The matrix is only modifiable by the update function. You may assume the number of calls to update and sumRegion function is distributed evenly. You may assume that row1 ≤ row2 and col1 ≤ col2.

分析

之前做过的g家面经。

就是比起存原矩阵，把矩阵转换成每行储存该行到此位置的和

比如原来的一行是，1,2,3,4，那么现在的矩阵就是1,3,6,10。

于是每次update需要把从第row行col列开始到这行结束的位置都更新，是O(n)

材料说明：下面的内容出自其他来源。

PR #4351, opened 2026-07-27
fix(redshift-mcp-server): remove review_cluster false positives

vsiniavin:
### Changes

Three fixes to `review_cluster`, all from one report against a 2-node `rg.xlarge` cluster that received two findings it should not have.

**1. Node type is read from the API instead of inferred from storage capacity**

  `NodeDetails` derived the node type from `stv_partitions.capacity` via a hardcoded CASE covering only dc2, ds2 and ra3. RG node types have no entry, so RG nodes fell into an `ra3.*` bucket and matched every `node_type` list, including `should consider migrating to RG instances`.

**2. The Spectrum QMR signal is gated on Spectrum activity**

The branch reporting a missing QMR rule for `spectrum_scan_size_mb` or `spectrum_scan_row_count` read WLM configuration only, never whether the cluster queries the data lake. QMR rules are opt-in, so it fired on nearly every cluster, and it reads as an active risk that may not exist.

That branch now also requires S3 external query activity in the last 7 days from `SYS_EXTERNAL_QUERY_DETAIL`. `source_type` is `S3` for Spectrum, and `PG` for federated queries, which these metrics do not govern. Seven days matches the documented system view log retention and the windows already used by `UsagePattern` and `ServerlessScaling`. The other three REC_019 branches are unchanged, so REC_019 still surfaces on clusters that need QMR rules.

**3. Access documentation points at `sys:monitor`**

The permission error, tool docstring, server instructions and README all recommended `ALTER USER <user> CREATEUSER`. That cannot work for the identity this server connects as: no `DbUser` or `SecretArn` is sent to the Data API, so the database user is the caller's IAM identity (`IAM:<user>` or `IAMR:<role>`), whose password is
disabled, and a superuser cannot have a disabled password. The attempt fails with `ERROR: Superusers cannot have disabled passwords`.

All four now recommend `GRANT ROLE sys:monitor TO "<database_user>"`, state that the name comes from `SELECT current_user` and must be quoted for IAM identities, and note that the grant must be issued by a superuser such as the cluster admin user.

  ## Testing

  * 242 unit tests pass; `ruff check` and `ruff format --check` clean.
  * New tests assert an RG cluster's node type appears exactly once in `NodeDetails` (in the projection, in no predicate), that pre-RG node types still match every branch, that only the Spectrum QMR branch is gated, and that REC_019 still has four branches. Each was mutation-checked: reverting the fix fails the test.
  * Verified live against a 2-node `rg.xlarge`, a 1-node `ra3.large` and a serverless workgroup: 11 signals on provisioned, 8 on serverless, no unsubstituted placeholder reached the database, and `WLMConfig` executes with the new `SYS` subquery alongside the `stv_wlm_*` tables.
  * Permission handling verified by revoking `sys:monitor` from the connecting IAM database user and re-running: the new message is returned and the calling agent proposed the correct grant.

  ## Checklist

  * [x] I have reviewed the [contributing
  guidelines](https://github.com/awslabs/mcp/blob/main/CONTRIBUTING.md)
  * [x] Changes are documented

  `review_cluster` output changes for RG clusters and for clusters without recent Spectrum activity, but the tool signature and response schema are unchanged.

  ## Acknowledgment


src/redshift-mcp-server/awslabs/redshift_mcp_server/review/executor.py
```diff
@@ -28,6 +31,35 @@
...
+        node_type: The node type reported by the Redshift DescribeClusters API,
+            for example 'ra3.xlplus' or 'rg.4xlarge'. May be None for serverless
+            workgroups or when the API omits it.
+
+    Returns:
+        The node type when it matches NODE_TYPE_PATTERN, otherwise NODE_TYPE_UNKNOWN.
+        NODE_TYPE_UNKNOWN appears in no signal's node_type list, so an unresolvable
+        node type yields no node-type findings instead of misattributed ones.
+    """
+    if node_type and NODE_TYPE_PATTERN.match(node_type):
```
grayhemp: Why are we checking if it matches the pattern? What is the reason we don't trust the API?

src/redshift-mcp-server/awslabs/redshift_mcp_server/review/executor.py
```diff
@@ -62,9 +94,13 @@ async def review_cluster(
...
 
-    # Stage 1: Select queries, filtering by cluster type scope
+    # Stage 1: Select queries, filtering by cluster type scope, and inline the cluster's
+    # node type from the Redshift API so node-type signals evaluate it directly.
+    # Serverless workgroups have no node type, and every query using the placeholder is
+    # provisioned-only, so nothing is substituted for them.
+    node_type = NODE_TYPE_UNKNOWN if is_serverless else resolve_node_type(cluster_info.node_type)
     queries = [
-        (name, sql)
+        (name, sql.replace(NODE_TYPE_PLACEHOLDER, node_type))
```
grayhemp: I wonder if .format() with kw args would work better here https://docs.python.org/3/tutorial/inputoutput.html#the-string-format-method. We control the input (from our own API), so it should be safe and native. IMHO, NODE_TYPE_PLACEHOLDER - a bit of overengineering smell.

grayhemp (changes requested):

src/redshift-mcp-server/awslabs/redshift_mcp_server/review/definitions.py
```diff
@@ -351,6 +351,12 @@
 }
 
 
+# Every query is rendered with str.format(node_type=...) before it runs, so a
+# {node_type} field is substituted with the cluster's node type from the Redshift
+# DescribeClusters API. Only NodeDetails uses it. Any other brace in a query would be
```
grayhemp: "Only NodeDetails uses it. Any other brace in a query would be read as a format field, which test_no_unrecognized_braces guards against." - no need in maintaining that as we will need to remember to update it when the situation changes.

src/redshift-mcp-server/awslabs/redshift_mcp_server/server.py
```diff
@@ -657,11 +657,20 @@ async def review_cluster_tool(
     - Ensure your AWS credentials are properly configured (via AWS_PROFILE or default credentials).
     - The cluster must be available and accessible.
     - Required IAM permissions: redshift-data:ExecuteStatement, redshift-data:DescribeStatement, redshift-data:GetStatementResult.
-    - The connected user must have superuser (CREATEUSER) privileges to access the required system views.
-      If it does not, the review fails fast with "Review requires superuser (CREATEUSER) privileges"
-      (for example "permission denied for relation sys_auto_table_optimization"). This is by design -
-      an expected signal, not a tool defect - so the review never returns partial or misleading
-      results. Run the review as a superuser to get a complete assessment.
+    - The connected database user must be able to read Redshift system views, some of which
```
grayhemp: Please make it more concise.

src/redshift-mcp-server/awslabs/redshift_mcp_server/review/executor.py
```diff
@@ -62,9 +62,14 @@ async def review_cluster(
 
     is_serverless = cluster_info.type == 'serverless'
 
-    # Stage 1: Select queries, filtering by cluster type scope
+    # Stage 1: Select queries, filtering by cluster type scope, and render each with the
```
grayhemp: Please make it concise.

src/redshift-mcp-server/awslabs/redshift_mcp_server/review/definitions.py
```diff
@@ -967,9 +963,15 @@
 WHERE service_class_id <> 5 and service_class_id <> 14 and service_class_id <> 15 AND ((select count(1) from data where coalesce(qmr_rule,'') not like '%query_temp_blocks_to_disk%') = (select count(1) from data))
 UNION ALL
 -- Signal: no QMR defined for spectrum_scan_size_mb or spectrum_scan_row_count metric
+-- Gated on recent Spectrum activity: those metrics only bound queries that scan S3
```
grayhemp: Please make it concise.

src/redshift-mcp-server/tests/test_review_executor.py
```diff
@@ -250,18 +305,43 @@ async def _side_effect(*a, **kw):
...
+            Exception, match='Review requires read access to Redshift system views'
+        ):
             await review_cluster(
                 cluster_identifier='test-cluster',
                 execute_query_func=execute_query_func,
                 discover_clusters_func=_make_discover_clusters(),
             )
 
+    @pytest.mark.asyncio
+    async def test_permission_denied_message_names_the_working_grant(self):
```
grayhemp: No need in testing the content of the message. Let's remove this test.

src/redshift-mcp-server/awslabs/redshift_mcp_server/review/definitions.py
```diff
@@ -967,9 +963,15 @@
...
+-- external data, so on a cluster that runs none the missing rules are not actionable.
+-- source_type is 'S3' for Spectrum (including Glue and S3 Tables external schemas) and
+-- 'PG' for federated queries, which these metrics do not govern. If a lake source type
+-- other than 'S3' is ever introduced this signal goes quiet rather than firing on every
+-- cluster, which is the safer direction.
 SELECT count(*), 'REC_019', 'no QMR defined for spectrum_scan_size_mb or spectrum_scan_row_count metric'
 FROM data
-WHERE service_class_id <> 5 and service_class_id <> 14 and service_class_id <> 15 AND ((select count(1) from data where coalesce(qmr_rule,'') not like '%spectrum_scan%') = (select count(1) from data))
+WHERE service_class_id <> 5 and service_class_id <> 14 and service_class_id <> 15 AND ((select count(1) from data where coalesce(qmr_rule,'') not like '%spectrum_scan%') = (select count(1) from data)) AND ((SELECT count(1) FROM SYS_EXTERNAL_QUERY_DETAIL WHERE trim(source_type) = 'S3' AND start_time >= dateadd(day, -7, getdate())) > 0)
```
grayhemp: I wonder if `EXISTS ()` would be more efficient than `SELECT count()` here?

src/redshift-mcp-server/tests/test_review_executor.py
```diff
@@ -376,6 +456,232 @@ async def test_missing_recommendation_id_skipped(self):
...
+        await review_cluster(
+            cluster_identifier='test-cluster',
+            execute_query_func=execute_query_func,
+            discover_clusters_func=_make_discover_clusters(node_type='rg.xlarge'),
+        )
+
+        assert "'rg.xlarge'::varchar(32) AS node_type" in recorded['NodeDetails']
+
+    @pytest.mark.asyncio
+    async def test_no_executed_query_retains_the_placeholder(self):
```
grayhemp: That is not needed because it basically tests str.format().

src/redshift-mcp-server/tests/test_review_executor.py
```diff
@@ -376,6 +456,232 @@ async def test_missing_recommendation_id_skipped(self):
...
+        await review_cluster(
+            cluster_identifier='test-cluster',
+            execute_query_func=execute_query_func,
+            discover_clusters_func=_make_discover_clusters(node_type=None),
+        )
+
+        assert "'unknown'::varchar(32) AS node_type" in recorded['NodeDetails']
+
+    @pytest.mark.asyncio
+    async def test_legacy_node_types_still_get_the_rg_migration_signal(self):
```
grayhemp: Not needed - the code is indifferent to what the API returns whether it's legacy or not.

src/redshift-mcp-server/awslabs/redshift_mcp_server/review/definitions.py
```diff
@@ -549,24 +555,14 @@
...
-       WHEN capacity = 952455 THEN 'ds2.xlarge'
-       WHEN capacity = 945026 THEN 'ds2.8xlarge'
-       WHEN capacity < 2002943 THEN 'ra3.large'
-       WHEN capacity = 2002943 AND part_count = 1 THEN 'ra3.xlplus'
-       WHEN capacity > 2002943 AND part_count = 1 THEN 'ra3.4xlarge'
-       WHEN capacity > 2002943 AND part_count = 4 THEN 'ra3.16xlarge'
-       ELSE 'unknown'
-       END AS node_type,
+-- node_type is substituted from the cluster's actual node type as reported by the Redshift DescribeClusters API.
+SELECT '{node_type}'::varchar(32) AS node_type,
```
grayhemp: Just `::text`.

src/redshift-mcp-server/tests/test_review_executor.py
```diff
@@ -376,6 +456,232 @@ async def test_missing_recommendation_id_skipped(self):
...
+            execute_query_func=execute_query_func,
+            discover_clusters_func=_make_discover_clusters(node_type='ra3.xlplus'),
+        )
+
+        predicate = _branch_where(recorded['NodeDetails'], 'REC_001', 'migrating to RG')
+        assert "'ra3.xlplus'" in predicate
+
+    @pytest.mark.asyncio
+    @pytest.mark.parametrize('node_type', ['rg.xlarge', 'rg.4xlarge'])
+    async def test_rg_cluster_matches_no_node_type_signal(self, node_type):
```
grayhemp: No need in testing SQL constants. We rely on SQL to be correct.

src/redshift-mcp-server/tests/test_review_executor.py
```diff
@@ -376,6 +456,232 @@ async def test_missing_recommendation_id_skipped(self):
...
+    @pytest.mark.parametrize(
+        ('rec_id', 'label_fragment'),
+        [
+            ('REC_001', 'migrating to RG'),
+            ('REC_002', 'recommended storage threshold of 70%'),
+            ('REC_006', 'storage threshold of 50%'),
+            ('REC_011', 'under-utilized storage'),
+        ],
+    )
+    async def test_rg_excluded_from_each_node_type_branch(self, rec_id, label_fragment):
```
grayhemp: Same here, no testing SQL constants.

src/redshift-mcp-server/tests/test_review_executor.py
```diff
@@ -376,6 +456,232 @@ async def test_missing_recommendation_id_skipped(self):
...
+    @pytest.mark.parametrize(
+        ('rec_id', 'label_fragment'),
+        [
+            ('REC_001', 'migrating to RG'),
+            ('REC_002', 'recommended storage threshold of 70%'),
+            ('REC_006', 'storage threshold of 50%'),
+            ('REC_011', 'under-utilized storage'),
+        ],
+    )
+    async def test_pre_rg_node_types_keep_storage_signals(self, rec_id, label_fragment):
```
grayhemp: Same here, no testing SQL constants.

src/redshift-mcp-server/tests/test_review_executor.py
```diff
@@ -376,6 +456,232 @@ async def test_missing_recommendation_id_skipped(self):
...
+            cluster_identifier='test-cluster',
+            execute_query_func=execute_query_func,
+            discover_clusters_func=_make_discover_clusters(node_type='dc2.large'),
+        )
+
+        predicate = _branch_where(recorded['NodeDetails'], rec_id, label_fragment)
+        assert "'dc2.large'" in predicate
+
+    @pytest.mark.asyncio
+    async def test_data_skew_signal_still_applies_to_rg(self):
```
grayhemp: Same here, no testing SQL constants.

src/redshift-mcp-server/tests/test_review_executor.py
```diff
@@ -376,6 +456,232 @@ async def test_missing_recommendation_id_skipped(self):
...
+
+
+def _query_sql(name: str) -> str:
+    """Return the SQL of a named diagnostic query."""
+    matches = [sql for query_name, _ct, sql in SIGNAL_EVALUATION_SQL if query_name == name]
+    assert len(matches) == 1, f'expected 1 query named {name}, got {len(matches)}'
+    return matches[0]
+
+
+class TestSpectrumActivityGate:
```
grayhemp: Same here, no testing SQL constants.

grayhemp: No need in all this class and the _query_sql() helper.

src/redshift-mcp-server/tests/test_review_executor.py
grayhemp: No testing constants. Please remove all that.

src/redshift-mcp-server/README.md
```diff
@@ -459,6 +459,12 @@ In addition to AWS IAM permissions, you need appropriate database-level permissi
...
 - **Schema Access**: `USAGE` permissions on schemas you want to explore
 - **Database Access**: Connection permissions to databases you want to access
-- **Review Access**: The `review_cluster` tool requires superuser (CREATEUSER) privileges to read system views such as `SYS_AUTO_TABLE_OPTIMIZATION`, `SYS_QUERY_HISTORY`, and `SVV_TABLE_INFO`. Grant via `ALTER USER <username> CREATEUSER;` or `GRANT ROLE sys:monitor TO <username>;` for a narrower scope.
+- **Review Access**: The `review_cluster` tool reads system views such as `SYS_AUTO_TABLE_OPTIMIZATION`, `STV_NODE_STORAGE_CAPACITY`, and `SVV_TABLE_INFO`, some of which Redshift makes visible only to superusers. Grant the connecting database user the `sys:monitor` role, which is the narrowest grant that covers them:
+
+  ```sql
+  GRANT ROLE sys:monitor TO "<database_user>";
+  ```
+
+  `<database_user>` is the output of `SELECT current_user`. When the server authenticates with IAM credentials it is `IAM:<user>` or `IAMR:<role>`, and the double quotes are required for those names. The grant must be issued by a superuser, such as the cluster's admin (master) user.
```
grayhemp: "(master)" remove.

grayhemp (changes requested):
Few cosmetics. Mostly tests overkill, including some previously missed.

src/redshift-mcp-server/tests/test_review_executor.py
grayhemp: I meant we don't need the TestReviewQueriesConstants class at all.

src/redshift-mcp-server/tests/test_review_executor.py
```diff
@@ -376,6 +401,41 @@ async def test_missing_recommendation_id_skipped(self):
         assert len(result.recommendations) == 0
 
 
+# ---------------------------------------------------------------------------
+# Node type substitution
+# ---------------------------------------------------------------------------
+
+
+class TestNodeTypeSubstitution:
```
grayhemp, line 402: Missing one more test method for not-'unknown' node type (ie. 'ra3.xlplus').

src/redshift-mcp-server/README.md
```diff
@@ -459,6 +459,12 @@ In addition to AWS IAM permissions, you need appropriate database-level permissi
 - **Read Access**: `SELECT` permissions on tables/views you want to query
 - **Schema Access**: `USAGE` permissions on schemas you want to explore
 - **Database Access**: Connection permissions to databases you want to access
-- **Review Access**: The `review_cluster` tool requires superuser (CREATEUSER) privileges to read system views such as `SYS_AUTO_TABLE_OPTIMIZATION`, `SYS_QUERY_HISTORY`, and `SVV_TABLE_INFO`. Grant via `ALTER USER <username> CREATEUSER;` or `GRANT ROLE sys:monitor TO <username>;` for a narrower scope.
+- **Review Access**: The `review_cluster` tool reads system views such as `SYS_AUTO_TABLE_OPTIMIZATION`, `STV_NODE_STORAGE_CAPACITY`, and `SVV_TABLE_INFO`, some of which Redshift makes visible only to superusers. Grant the connecting database user the `sys:monitor` role, which is the narrowest grant that covers them:
```
grayhemp: "some of which Redshift makes visible only to superusers" -> "which require superuser or monitor role"

src/redshift-mcp-server/awslabs/redshift_mcp_server/server.py
```diff
@@ -657,11 +657,12 @@ async def review_cluster_tool(
     - Ensure your AWS credentials are properly configured (via AWS_PROFILE or default credentials).
     - The cluster must be available and accessible.
     - Required IAM permissions: redshift-data:ExecuteStatement, redshift-data:DescribeStatement, redshift-data:GetStatementResult.
-    - The connected user must have superuser (CREATEUSER) privileges to access the required system views.
-      If it does not, the review fails fast with "Review requires superuser (CREATEUSER) privileges"
-      (for example "permission denied for relation sys_auto_table_optimization"). This is by design -
-      an expected signal, not a tool defect - so the review never returns partial or misleading
-      results. Run the review as a superuser to get a complete assessment.
+    - The connected database user must be able to read Redshift system views, some of
```
grayhemp: "some of which are superuser-visible" -> which require superuser or monitor role.

grayhemp: "A superuser must grant" -> "if current user is not superuser, it must be granted"

src/redshift-mcp-server/awslabs/redshift_mcp_server/review/executor.py
```diff
@@ -94,7 +96,11 @@ async def review_cluster(
             logger.error('Review query {} failed: {}', query_name, str(e))
             if 'permission denied' in str(e).lower():
                 raise Exception(
-                    f'Review requires superuser (CREATEUSER) privileges. '
+                    f'Review requires read access to Redshift system views. Ask a superuser '
```
grayhemp: "read access to Redshift system views." -> "superuser or monitor role."

grayhemp: "Ask a superuser (for example the cluster admin user)" -> "Request administrator"

grayhemp (changes requested):
Few more wording fixes and one removal needed.

grayhemp:
## Branch E2E

E2E run via Redshift MCP Server on real clusters (us-east-1). Branch changes under test: node type from DescribeClusters inlined into diagnostic SQL, Spectrum QMR signal 
gated on recent S3 activity, sys:monitor permission message.

| # | Scenario | Result |
|---|---|---|
| 1 | RG (Graviton) cluster redshift-cluster-appsec (rg.large) reviewed → no NodeDetails findings, so no bogus "migrate to RG" | PASS |
| 2 | Old capacity heuristic cross-check: stv_partitions.capacity=195897, part_count=1 → old CASE yield ra3.large → pre-fix code would flag RG cluster for RG migration | PASS (regression confirmed fixed) |
| 3 | Legacy node type redshift-cluster-marketing (ra3.large) → REC_001 "should consider migrating to RG instances", 2 nodes | PASS |
| 4 | Rendered NodeDetails CTE run direct → node_type='rg.large' inlined, exactly 1 row per node (simplified stv_partitions subquery no longer duplicates by capacity/part_count) | PASS |
| 5 | Serverless redshift-workgroup-etl → 8 signals, NodeDetails/WLMConfig/WorkloadEvaluation skipped, no render attempt with null node type | PASS |
| 6 | No sys:monitor on redshift-cluster-analytics → fail-fast: "Review requires superuser or sys:monitor access… GRANT ROLE sys:monitor TO \"<database_user>\"" | PASS |
| 7 | Spectrum gate positive: appsec 17 S3 queries / marketing 79 in last 7d → REC_019 spectrum signal fires on both | PASS |
| 8 | Spectrum gate predicate negative: same SYS_EXTERNAL_QUERY_DETAIL filter over 1-min window → 0 rows → EXISTS false → branch suppressed | PASS (predicate level) |
| 9 | str.format render safety: all 11 provisioned + 8 serverless queries rendered and executed, no brace/format errors | PASS |

Not reproducible live:
- Review-level Spectrum suppression (scenario 8 end-to-end) — both permitted provisioned clusters have Spectrum activity in the 7-day window; predicate verified instead.
- node_type=None → 'unknown' fallback for provisioned clusters — API reports node type for all clusters here; unit-test-only coverage.
- dc2.large cluster (redshift-cluster-analytics) node signals — blocked by missing sys:monitor grant (that block is scenario 6).


## Full E2E

| Tool | Result | Evidence |
|---|---|---|
| list_clusters | PASS | 4 targets: 3 provisioned + 1 serverless. Serverless correctly nulls node_type/number_of_nodes/master_username. |
| list_databases | PASS both types | dev, sample_data_dev (local, Snapshot Isolation), awsdatacatalog (auto mounted catalog). Identical shape provisioned vs serverless. |
| list_schemas | PASS both types | tickit/public/information_schema. ACL differs by auth: awsuser=UCDA (provisioned) vs "IAMR:Admin"=UCDA (serverless). Bad db → engine FATAL: database ... does not exist surfaced. |
| list_tables | PASS both types | 7 TABLE objects in tickit, identical on both targets, ACL per-principal. |
| list_columns | PASS both types | venue 5 cols, matching types/precision/scale/nullability on both. |
| execute_query | PASS | Aggregate+GROUP BY on real data, all data types (int/decimal/varchar/bool/NULL/date/timestamp), CTE, SHOW, parenthesized SELECT, SET (empty result set, no HasResultSet fetch). |
| review_cluster | PASS both types | Provisioned marketing: 11 signals, 15 findings, 10 recs, provisioned-only sections run (NodeDetails, WLMConfig, WorkloadEvaluation, CopyPerformance). Serverless: 8 signals, 0 findings, ServerlessScaling substituted, provisioned-only skipped. analytics: fail-fast with sys:monitor remediation text — no 
partial results. |

## Protections

Read-only deny-list — 15 statements rejected pre-flight: COMMIT, ROLLBACK TRANSACTION, ;COMMIT, /* block */ end work, ABORT TRANSACTION, BEGIN TRANSACTION, START TRANSACTION, 
truncate"...", UNLOAD, GRANT, REVOKE, ANALYZE, VACUUM, CALL, COMMENT ON. Case, leading semicolon, and comment trivia did not hide keywords.

Transaction breaker — non-deny-listed writes pass guard and get blocked by engine: UPDATE, CREATE TABLE, WITH cte ... UPDATE all returned ERROR: transaction is read-only. Post
-check confirmed probe table absent (probe_table_exists = 0), so BEGIN READ ONLY ... ROLLBACK persisted nothing.

Failed user SQL — planner error (relation does not exist), runtime error (Divide by zero), and multi-statement/unparseable rejections all surfaced verbatim. After each failure
the next query succeeded on the same backend pid (1073988036), proving ROLLBACK closed the transaction and left no aborted-transaction state. Distinct pid per target (
1073955099 serverless) confirms per-cluster:database session isolation.

No false positives — '; COMMIT;' literal, $$ ; COMMIT ; $$ dollar-quoted body, and AS grant alias all executed. Nested-comment payload /* a /* b */ SELECT 1 FROM */ SELECT 99 
returned 99 — guard classification matches what the engine runs, no comment desync.

grayhemp (approved):
LGTM. Approved.

saeedma8 (approved):
Reviewed. No further issue.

每次sumRegion是每行col2-col1的差的和，也是O(n)

int[][] sum;

public NumMatrix(int[][] matrix) {
    if(!(matrix.length == 0 || matrix[0].length == 0)) {
        int row = matrix.length;
        int col = matrix[0].length;
        sum = new int[row][col];
        for(int i = 0; i < row; i++) {
            sum[i][0] = matrix[i][0]; 
            for(int j = 1; j < col; j++) {
                sum[i][j] = sum[i][j - 1] + matrix[i][j];
            }
        }
    }
}

public void update(int row, int col, int val) {
    int dif = (col == 0? sum[row][0] : sum[row][col] - sum[row][col - 1]) - val;
    for(int i = col; i < sum[0].length; i++) {
        sum[row][i] -= dif;
    }
}

public int sumRegion(int row1, int col1, int row2, int col2) {
    int res = 0;
    for(int i = row1; i <= row2; i++) {
        int left = (col1 == 0)? 0: sum[i][col1 - 1];
        res += sum[i][col2] - left;
    }
    return res;
}